── Data excerpts

PR #496, opened 2019-07-10
Increase resource_class for web integration jobs and fix clang-format-6.0 being removed from image

pawelchcki:
### Description

Some of our tests started to exhaust all available memory when installing code through composer.
This PR fixes that

Additionally clang-format stopped working due to being removed from Debian repos. - newer version needed to reformat the files putting module header at the top, which caused some compilation configurations to break

### Readiness checklist

### DIFF
--- a/.circleci/config.yml
+++ b/.circleci/config.yml
@@ -351,14 +351,14 @@ jobs:
       - run:
           shell: /bin/bash -eo pipefail -l
           name: Build extension basic .so
-          command: make all CFLAGS="-std=c11 -O2 -Wall -Wextra <<# parameters.catch_warnings >> -Werror <</ parameters.catch_warnings >>" ECHO_ARG="-e"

────

» The problem
In the records above, find each line that mentions the word "format", and copy it.

» Exercise solution
Increase resource_class for web integration jobs and fix clang-format-6.0 being removed from image
Additionally clang-format stopped working due to being removed from Debian repos. - newer version needed to reformat the files putting module header at the top, which caused some compilation configurations to break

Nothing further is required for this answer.